2012-03-30 13:46:38,799 [L2_L1:TCWorkerComm # 0_R] INFO
com.tc.objectserver.persistence.sleepycat.SleepycatPersistor - Deleted
client state fo r ChannelID=[1] 2012-03-30 13:46:38,801
[WorkerThread(channel_life_cycle_stage, 0)] INFO
com.tc.objectserver.handler.ChannelLifeCycleHandler - : Received tran
sport disconnect. Shutting down client ClientID[1] 2012-03-30
13:46:38,801 [WorkerThread(channel_life_cycle_stage, 0)] INFO
com.tc.objectserver.persistence.impl.TransactionStoreImpl - shutdownC
lient() : Removing txns from DB : 0
After this is happened, any operation with cache, like getWithLoader just doesn't answer, until terracotta server won't be restarted again.
Question: how can it be fixed/reconfigured? I assume, it can happen in production also (and actually sometimes happens) if for some (any) reason application will hang/staled/etc.
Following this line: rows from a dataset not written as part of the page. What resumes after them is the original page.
PR #384, opened 2024-11-04
Prepare for e2e refactoring

koct9i:
- test: build own scheme in e2e
  
- test: regroup e2e tests
  No functional changes, just reordering and adding contexts.
  
- test: retry update in e2e

### DIFF
--- a/test/e2e/suite_test.go
+++ b/test/e2e/suite_test.go
@@ -30,9 +30,10 @@ import (
 	. "github.com/onsi/gomega"
 	otypes "github.com/onsi/gomega/types"
 
-	"k8s.io/client-go/kubernetes/scheme"
-
+	"k8s.io/apimachinery/pkg/runtime"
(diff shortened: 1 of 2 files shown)


test/e2e/suite_test.go
```diff
@@ -92,12 +94,15 @@ var _ = SynchronizedBeforeSuite(func(ctx context.Context) []byte {
 	Expect(err).NotTo(HaveOccurred())
 	Expect(cfg.Host).To(Equal(string(host)))
 
-	err = ytv1.AddToScheme(scheme.Scheme)
+	scheme := runtime.NewScheme()
```
l0kix2, line 97: Could you please explain how this scheme is different from one registered in scheme package?

koct9i: Do you mean default global scheme?
I'm not sure that it is thread safe.
It's cleaner to build fresh scheme here.

l0kix2 (approved):

PR #386, opened 2024-11-05
Refactor components interfaces

koct9i:
Split layers slightly more clearly

### DIFF
--- a/controllers/component_manager.go
+++ b/controllers/component_manager.go
@@ -34,23 +34,23 @@ func NewComponentManager(
 	ytsaurus *apiProxy.Ytsaurus,
 ) (*ComponentManager, error) {
 	logger := log.FromContext(ctx)
-	resource := ytsaurus.GetResource()
+	resource := ytsaurus.Resource()
 
-	clusterDomain := getClusterDomain(ytsaurus.APIProxy().Client())
+	clusterDomain := getClusterDomain(ytsaurus.Client())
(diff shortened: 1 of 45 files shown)


pkg/components/exec_node.go
```diff
@@ -14,21 +14,22 @@ import (
 )
 
 type ExecNode struct {
+	localServerComponent
 	baseExecNode
-	localComponent
 	master Component
 }
```
l0kix2, line 20: Do you think it is ok to have server twice: inside localServerComponent struct and inside baseExecNode here?

l0kix2 (commented):
Could you please write some motivation behind this change when it would be ready for review (not draft)?

controllers/component_manager.go
```diff
@@ -152,22 +152,23 @@ func NewComponentManager(
 			return nil, err
 		}
 
-		componentStatus, err := c.Status(ctx)
+		componentStatus, err := c.Sync(ctx, true)
```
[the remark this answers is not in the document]
koct9i: This PR in intermediate state so there might be rough pieces. I don't like this one too.
Unfortunately there is no defined clear semantics. I'm trying to make one.

pkg/components/exec_node.go
koct9i: There is no problems with that since this is reference, not instance itself.

PR #387, opened 2024-11-06
Add yqla update job

Krisha11:


api/v1/ytsaurus_types.go
```diff
@@ -696,6 +696,8 @@ const (
 	UpdateStateWaitingForOpArchiveUpdate          UpdateState = "WaitingForOpArchiveUpdate"
 	UpdateStateWaitingForQTStateUpdatingPrepare   UpdateState = "WaitingForQTStateUpdatingPrepare"
 	UpdateStateWaitingForQTStateUpdate            UpdateState = "WaitingForQTStateUpdate"
+	UpdateStateWaitingForYqlAUpdatingPrepare      UpdateState = "WaitingForYqlAUpdatingPrepare"
```
l0kix2, line 699: Let's maybe either choose 
`UpdateStateWaitingForYqlAgentUpdatingPrepare` 
or
`UpdateStateWaitingForYqlaUpdatingPrepare`

`...YqlA...` is rather odd abbreviation

Krisha11: Changed to `Yqla`

l0kix2 (approved):

pkg/components/yql_agent.go
```diff
@@ -73,6 +75,18 @@ func NewYQLAgent(cfgen *ytconfig.Generator, ytsaurus *apiproxy.Ytsaurus, master
...
 			getNodeSelectorWithDefault(resource.Spec.YQLAgents.NodeSelector, resource.Spec.NodeSelector),
 		),
+		updateEnvironment: NewInitJob(
+			&l,
+			ytsaurus.APIProxy(),
+			ytsaurus,
+			resource.Spec.ImagePullSecrets,
+			"yql-agent-update-environment",
+			consts.ClientConfigFileName,
+			getImageWithDefault(resource.Spec.YQLAgents.Image, resource.Spec.CoreImage),
```
Krock21, line 85: Taking CoreImage as QT/Yqla image is not good. They have initial version there and it will only lead to problems (and we had them already)

Do we take `CoreImage` as default to QueryTracker too?

If yes, then I am fine with proceeding and creating a separate issue for it.

Krock21 (approved):

pkg/components/yql_agent.go
Krisha11: Yes, we have it everywhere
Like this in init jobs:
https://github.com/ytsaurus/ytsaurus-k8s-operator/blob/main/pkg/components/query_tracker.go#L82

And as a component image too
https://github.com/ytsaurus/ytsaurus-k8s-operator/blob/main/pkg/components/server.go#L96

l0kix2: Since we are only using yt cli in job it should be fine.

PR #388, opened 2024-11-12
kata-compat: mount TLS-related files to a separate directory

kruftik:
current scheme with mounting multiple volumes into /config is not compatible with kata-containers


koct9i:
LGTM

I would prefer to move all this stuff into `/etc/ytsaurus`, dumping into root is just ugly.

koct9i (approved):

PR #392, opened 2024-11-14
add podAntiAffinity for masters in demo cfg, fix yqlAgent count for 0.9.1

futujaos:


config/samples/0.9.1/cluster_v1_demo.yaml
```diff
@@ -15,6 +15,16 @@ spec:
   primaryMasters:
     instanceCount: 3
     cellTag: 1
+    affinity:
```
futujaos, line 18: without it, this error will appear:

```
The Ytsaurus "ytdemo" is invalid: spec.primaryMasters.affinity.podAntiAffinity: Required value: Masters should be placed on different nodes
```

i added fix to 0.9.1 and to file without version (is it latest version?), don't know if it's applicable to previous version

l0kix2:
Oh, hi, Oleg

l0kix2:
@koct9i what do you think? Maybe `ephemeralCluster` should be set in this sample instead of antiaffinity if it is just for demo purposes?

l0kix2:
Not sure if we should change 0.9.1 also, i guess it must be checked with 0.9.1 operator and maybe it doesn't have such check yet. Not sure if we even need samples for different versions (especially old ones), I guess we need to preserve latest and maybe some of the previous and update them on release (it would also be good to test them automatically).

futujaos:
> Maybe `ephemeralCluster` should be set in this sample instead of antiaffinity if it is just for demo purposes?

it's up to you (that is `ephemeralCluster`?), i just think there should be an example with multiple masters somewhere in docs, currently all examples contains only single master

koct9i:
Probably we could resurrect default anti-affinity for masters (but not in form defaulter webhook) and adjust validation.

PR #262, opened 2017-09-01
Fix #260

### LINKED ISSUE #260: Attenuate the verbosity in lint_package()
In `lint_package()`, it would be nice to have an option to condense the output. Rather than print out every lint, sometimes I may want to print the number of lints per file and omit all the clean files. I am picturing something like `print(covr::package_coverage())`.

wlandau:
- Add the `summary.lints()` function. Taken from @jimhester in #260 and modified. I have a mild preference to 
    1. sort by file name and
    1. make sure a predictable 4-column data frame is returned whether lints are found or not.
- Test `summary.lints()` on tidy and untidy code.
- Fix `tests/testthat/checkstyle.xml` (version given must agree with `lintr` version).
- Remove trailing whitespace from `test-methods.R`.


wlandau:
Sorry about the missing coverage report. I manually made sure all of `summary.lints()` was covered, so it should have only increased. Is there any action I can take on my end to fix this?

jimhester:
You can ignore the coverage report issues.

R/methods.R
```diff
@@ -141,3 +141,28 @@ as.data.frame.lints <- function(x, row.names = NULL, optional = FALSE, ...) {
...
   x
 }
+
+#' @export
+summary.lints <- function(object, ...) {
+  filenames <- vapply(object, `[[`, character(1), "filename")
+  types <- factor(vapply(object, `[[`, character(1), "type"),
+    levels = c("style", "warning", "error"))
+  tbl <- table(filenames, types)
+  filenames <- rownames(tbl)
```
jimhester: change this line to
```r
filenames <- rownames(tbl) %||% character()
```

Then you can remove the entire conditional at https://github.com/jimhester/lintr/pull/262/files#diff-a0a9d3c78e9f113319e5e069fb2697ecR155

tests/testthat/checkstyle.xml
```diff
@@ -1,5 +1,5 @@
 <?xml version="1.0" encoding="UTF-8"?>
-<checkstyle version="lintr-1.0.0.9001">
+<checkstyle version="lintr-1.0.1">
```
jimhester: Try to keep unrelated changes out of PRs. If you do include them they should be in separate commits.

R/methods.R
wlandau: Now fixed.

tests/testthat/checkstyle.xml
wlandau: Sorry about that. And given that you just bumped the version, I think I also created a merge conflict. Should I go ahead and resolve it?

tests/testthat/test-methods.R
```diff
@@ -58,9 +58,35 @@ test_that("as.data.frame.lints", {
...
+    }"
+  bad <- "if(1>0){
+      print  ('bad')
+    }
+  "
+  file <- tempfile()
+  on.exit(unlink(file))
+
+  writeLines(good, con = file, sep = "\n")
+  expect_silent(out <- summary(lint(file)))
```
jimhester: I think this test would be more clear if you did something like

```r
no_lints <- lint(
"if (1 > 0){
   print(\"good\")
}")
no_lint_summary <- summary(no_lints)
# ... tests

has_lints <- lint(
"if(1>0){
  print  ('bad')
}")

has_lint_summary <- summary(has_lints)
# ... tests
```

Also I would explicitly pass linters to `lint()` rather than relying on the default ones. The defaults can change over time so they could potentially break this test if new linters are added.

wlandau: Good call. Just cleaned this up.

jimhester:
Ok, all this needs is a note in the NEWS.md file explaining the new feature and thanking yourself and this PR.

wlandau:
Done, thanks!

jimhester:
Thanks!

PR #264, opened 2017-09-05
Adds RStudio addins

JhossePaul:
This commit adds two addins to RStudio to bind shortcuts for easier usage. Now you can, for example, bind
Alt+Shift+L and lint the current source code.

### DIFF
--- a/R/addins.R
+++ b/R/addins.R
@@ -3,7 +3,18 @@ addin_lint <- function() {
   if (filename$path == "") {
     return("Current source has no path. Please save before continue")
   }
-  lintr::lint(filename$path)
+
+  config_file <- lintr:::find_config(filename$path)
+  config <- read.dcf(config_file, all = T)
+  config_linters <- gsub("\n", "", config[["linters"]])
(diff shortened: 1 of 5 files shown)


R/addins.R
```diff
@@ -0,0 +1,8 @@
+addin_lint <- function () {
+  filename <- rstudioapi::getActiveDocumentContext()
+  lintr::lint(filename$path)
+}
+
+addin_lint_package <- function () {
+  lintr::lint_package()
```
jimhester: Probably would be safer to retrieve the project directory (`rstudioapi::getActiveProject()`) and pass that to `lint_package()`?

jimhester:
Thanks this is a good idea! I made a minor comment, could you also add a note to `NEWS.md` with this change and mentioning your GitHub handle and this PR number?

Thanks!

R/addins.R
JhossePaul: Yep. Indeed I was thinking I completely forgot defensive programming. I'll add this and some more checks and then update the pull request

jimhester:
Great thanks!

PR #274, opened 2017-10-21
fix debian control fields link

rafazaya:
First PR so let me know if i'm doing it wrong - simply fixing a link in the README to the Debian control fields docs.


jimhester:
Perfect! Thanks!

PR #291, opened 2017-12-21
For fully ignored files, remove from `lint_package` prior to any further processing.

mwaldstein:
For my project, I have a lot of httptest cache files that should not be linted. While I can add them to the exclusions, the current implementation reads in the files before excluding, causing linting to take 30+ min.

This change removes fully excluded files as early as possible to avoid reading them in.


jimhester:
LGTM, can you please add a note to NEWS.md with the change and mentioning yourself, then I can merge this.

mwaldstein:
Will do.

mwaldstein:
Updated

jimhester:
Thanks!

PR #298, opened 2018-03-07
fix: Allow for (( when linting. Fixes #259

### LINKED ISSUE #259: "((" is a left paren space violation?
Currently this is a violation of the `spaces_left_parentheses_linter`:

```R
if ((var == "") | (other_var == "")) {
```

I think `((` should be legal. Is there a reason it isn't?

If this is a mistake, the solution would be to amend https://github.com/jimhester/lintr/blob/master/R/spaces_left_parentheses_linter.R#L27 to include `(`, right?

nathaneastwood:
There were failing tests beforehand. These are unrelated.

### DIFF
--- a/NEWS.md
+++ b/NEWS.md
@@ -85,6 +85,7 @@
 * Permit single quotes if they quote literal double quotes (#28, @jackwasey)
 * # nolint comments are respected with caching (#68, @krlmlr)
 * Properly handle all knitr document formats
+* Allow for (( when linting (#259, @nathaneastwood)
 
 # lintr 0.2.0 #
 
--- a/R/spaces_left_parentheses_linter.R
+++ b/R/spaces_left_parentheses_linter.R
@@ -24,7 +24,7 @@ spaces_left_parentheses_linter <- function(source_file) {
         before_operator <- substr(line, parsed$col1 - 1L, parsed$col1 - 1L)
 
         non_space_before <- re_matches(before_operator, rex(non_space))
-        not_exception <- !(before_operator %in% c("!", ":", "["))
+        not_exception <- !(before_operator %in% c("!", ":", "[", "("))
 
         if (non_space_before && not_exception) {
           Lint(


jimhester:
Great thanks, can you add a small note to NEWS.md with this change mentioning the issue number and your GitHub handle. Thanks!

nathaneastwood:
Done :) I even managed a nice `squash` for my sins

jimhester:
Great thanks!

daroczig:
Thanks a lot for this!

I see this is still in effect as per https://github.com/jimhester/lintr/blob/master/R/spaces_left_parentheses_linter.R, but the sources uploaded to CRAN doesn't include this fix? :thinking: 

image

VS

image

downloaded from https://cran.r-project.org/src/contrib/lintr_1.0.3.tar.gz

Sorry, probably I'm totally off with this one ... but any ideas what am I missing here?

daroczig:
Hm, it seems that it's rather due to the fact that v1.0.3 does not include this fix as per https://github.com/jimhester/lintr/blob/v1.0.3/R/spaces_left_parentheses_linter.R#L27 -- despite the commit was merged to `mater` in March 2018 and this version was tagged and released on CRAN in Nov 2018. I really don't get how this happened, but seems like I have to update to the development version to be able to use this ~1 yr old fix :(

jimhester:
The version of CRAN is based off of v1.0.0 code and has been updated only with minor bug fixes as necessitated to remain on CRAN. While the devel version contains additional bug fixes it also is [much slower](https://github.com/jimhester/lintr/issues/226) when linting and needs additional work to go to CRAN.

If you are interested in these changes going to CRAN there [are a number of things](https://github.com/jimhester/lintr/issues/318#issuecomment-389972589) that still need to be addressed to get the current devel codebase ready for a CRAN release.

daroczig:
Oh, got it, thanks a lot for the pointers, @jimhester :+1:

Issue #299, opened 2018-03-07
Allow `##` in commented_code_linter?


prosoitos:
In emacs ESS, `##` starts a commented line, while `#` starts a comment at the end of a code line. This is convenient for auto-indentation (`## comments` do not indent, while `# comments` automatically indent).

Lintr considers `##` to start a comment as a mistake. Would it create other issues down the line to add `##` to the commented_code_linter?

jimhester:
I am fine with changing this, would be happy to accept a PR for it!

prosoitos:
Great!

I just gave it a try. This is my very first PR, so please bear with me if I messed something up...

PR #301, opened 2018-03-10
Allow ## in comments (#299)

prosoitos:
"##" is emacs ESS way to start a commented line


R/comment_linters.R
```diff
@@ -28,7 +28,7 @@ ops <- list(
 #' @export
 commented_code_linter <- function(source_file) {
   res <- re_matches(source_file$file_lines,
-                    rex("#", any_spaces,
```
jimhester: Maybe a better solution would be `some_of("#")`, which corresponds to `#+` and would allow any number of `#`

jimhester:
Looks good, thanks! Could you also add a note to NEWS.md with the change and mentioning the issue number and your GitHub username; then I can merge this.

R/comment_linters.R
prosoitos: I thought of it, but I was worried to disrupt something else for people running lintr in RStudio or other interfaces that I don't use. So I opted for the minimal possible code change that would fix my problem. But either of these options would totally work for me :)

prosoitos:
Will do. Thank you for all the work on lintr and for your quick help!!

prosoitos:
Following your advice, I replaced `one_of("#", "##")` by `some_of("#")` and I added a line to `NEWS.md`. Because my branch is now 9 commits behind, there are conflicts on that last file. Please let me know if there is anything I should be doing on my end (again, this is my first PR, so I am not used to the proper protocol).

Thank you!

jimhester:
Everything looks good, thanks again and congratulations on your first successful pull request!

prosoitos:
Thank you!

PR #303, opened 2018-03-12
Don't add spaces to ^ infix operator

### LINKED ISSUE #302: infix operators don't conform to tidyverse standards
I have found a difference between `lintr` and [`styler`](https://github.com/r-lib/styler). `styler` will correct the following

```r
(10 ^ (x - 1)) + 1
```

to

```r
(10^(x - 1)) + 1
```

This gives the following `lintr` errors:

```
Put spaces around all infix operators.
Place a space before left parenthesis, except in a function call.
```

Looking at the current tidyverse style guide, [`styler` is correct here](http://style.tidyverse.org/syntax.html#spacing). To get around this you can use

```r
styler::style_pkg(".", math_token_spacing = list(one = c("'^'", "'+'", "'-'", "'*'", "'/'")))
```

A similar issue exists with

```r
break ()
```

which gets corrected to 

```r
break()
```

by `styler`. I am not sure which is correct with regards to the tidyverse here.

nathaneastwood:
Should close #302.

I also corrected a test from a previous commit that I overlooked.


jimhester:
Looks good, thanks! Could you add a note to NEWS.md detailing this change and referencing the issue number and your GitHub username; then I can merge this.

nathaneastwood:
Already done buddy 🙂

nathaneastwood:
A little nudge on this one bud :)

tvatter:
As mentioned in #302, I noticed that this fix is not present on the CRAN version, which is around 6 months more recent than the fix itself. Any idea what happened?

PR #317, opened 2018-05-11
Update Sublime Text configuration section of README

jmwerner:
The current documentation led to errors in Sublime Text 3. Also, it was challenging to find how to disable certain linters, so I included that in the example too.


jimhester:
Thanks!

PR #326, opened 2018-06-07
Add equals_na_linter

### LINKED ISSUE #143: x == NA instead of is.na(x)
It would be useful to have a linter that checks for `x == NA` where I meant to write `is.na(x)`. Is that possible?

jabranham:
Adds a linter that checks for e.g. `x == NA` rather than `is.na(x)`. Added to default linters.

Let me know if something isn't clear or if I need to change something.

Closes #143


jimhester:
Thanks! Could you add a note to NEWS.md mentioning this addition with your GitHub handle and the issue number?

jabranham:
Sure, done. I also regenerated the documentation. 

Just FYI, the NEWS.md file starts with `1.0.1.9001`, but that's smaller than what's in DESCRIPTION, which says `1.0.2.9000`.

jimhester:
It is just outdated in the NEWS file and needs to be updated.

jimhester:
Thanks!

Issue #335, opened 2018-07-04
Allow the user to pass the path of .lintr to lint()


mattiaciollaro:
Hey @jimhester, thanks again for this package!

I am trying to wrap `lintr`, together with linters for other languages, in [another project](https://github.com/spreemohealth/style).

Is it possible to manually pass the `.lintr` config file to `lint()` instead of having `lint()` look for it automatically in `current_dir -> project_dir -> user_dir` as implemented in the [`find_config`](https://github.com/jimhester/lintr/blob/89ec4178e6e76d94894cd97b31aa5b6a1a32c39e/R/settings.R#L52) function of the `settings.R` file?

I am currently trying to hack a temporary solution, because I think the answer to my question is *not at the moment*.
If it is in fact not possible to do so at the moment, do you think this could be made a feature?

I am thinking about the possibility of adding a `config_file` argument to `lint()` which, if not `NULL`, overrides the automatic search for the `.lintr` file (assuming that `parse_settings = TRUE`).

jimhester:
The config file location is looked up by the R option `lintr.linter_file`, so you could use that to change the location. But I agree it should probably just be an argument to `lint()`.

jimhester:
I think this was addressed with baddc5b

Issue #123, opened 2015-12-11
Make sure lintr finds `.lintr` files when called from plugins.


jimhester:
The plugins usually call `lint()` with a tempfile rather than the acutal filename, we need to change the `lint()` API to take a optional filepath as well, which can be used to find the project configuration file.

AshesITR:
#503 implements this via the `file` argument, whose contents will be ignored when `text` is also present.

PR #338, opened 2018-07-24
Allow users to set lintr.linter_file

jabranham:
This lets users specify the location of the linter file with
options(lintr.linter_file) before calling lintr::lint(). This should
be useful to allow the various plugins to specify the path to the
.lintr file

Related to #123 and #335

### DIFF
--- a/R/settings.R
+++ b/R/settings.R
@@ -56,6 +56,9 @@ find_config <- function(filename) {
   }
   linter_file <- getOption("lintr.linter_file")
 
+  ## if users changed lintr.linter_file, return immediately.
+  if (is_absolute_path(linter_file) && file.exists(linter_file)) return(linter_file)
+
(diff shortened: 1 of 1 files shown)


jabranham:
Checking if the file exists makes sense, but doesn't it make sense for users to be able to use a relative path? It could be just as simple as saying `.lintr-config` (or whatever) instead of `.lintr`.

jimhester:
Yes, you can already do that, but the code assumes the path is relative to the file being linted or the project rather than the working directory; which causes issues when the 3rd party plugins call lintr on a copy of the file in a temporary directory rather than the file itself.

jabranham:
Ah, I forgot that. Probably should have more coffee :-)

Changed, thanks

jimhester:
Thanks!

This is just to get you started.
TC connections betwee server and client are considered dead when the applicable HealthCheck fails. The default values for the HealthCheck assume a very stable and performant network. I recommend you familiarize yourself with the details and the calculations on
http://www.terracotta.org/documentation/3.5.2/terracotta-server-array/high-availability#85916
So typically you begin with
a) making sure your network doesn't hiccup occasionally
b) setting the TC HealthCheck values a bit higher
If the problem persists I'd recommend posting directly on the TC forums (they'll help you even if you only use the open-source edition, may take a few days to reply though.